A pressure-gradient-driven tokamak "resistive magnetohydrodynamic" instability in the banana-plateau collisionality regime

The moment equation approach to neoclassical processes is used to derive the linearized electrostatic perturbed flows, currents, and resistive MHD-like equations for a tokamak plasma. The new features of the resultant "neoclassical magnetohydrodynamics," which requires a multiple length scale analysis for the parallel eigenfunction, but is valid in the experimentally relevant banana-plateau regime of collisionality, are: (1) a global Ohm's law that includes a fluctuating bootstrap current resulting from the "parallel" electron viscous damping (at rate μ_e) of the poloidal flow due to the perturbed radial pressure gradient; (2) reduction of the curvature effects to their flux surface average because Pfirsch-Schlüter currents cancel out the lowest-order geodesic curvature effects: (3) an increased polarization drift contribution with B^-2, replaced by B_⊖^-2, where B_⊖ is the poloidal magnetic field component.

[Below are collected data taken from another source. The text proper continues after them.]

PR #2892, opened 2021-11-08
kernel: process_standard: Don't check memory regions if disabled

alistair23:
### Pull Request Overview

Check if an app is disabled before checking if the fixed memory
regions match. If an app is disabled there is no reason to report an
error for mismatched memory regions.

### Testing Strategy

Loading apps

### Documentation Updated

### Formatting

- [X] Ran `make prepush`.


hudson-ayers (approved):
Makes sense to me

bradjc (approved):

An electrostatic eigenmode equation is determined from ▽·J̃=0. For the unstable fluid-like eigenmodes, the new viscous damping effects dominate (by ε^-3/2) over the curvature effects, but the growth rates still scale roughly like resistive-g or resistive-ballooning modes, γ_μτ_Α∼ n^2/3S_N^1/3β_T^2/3(μ _e/ν_e)^1/3. Diamagnetic drift frequency corrections to these new modes are also discussed.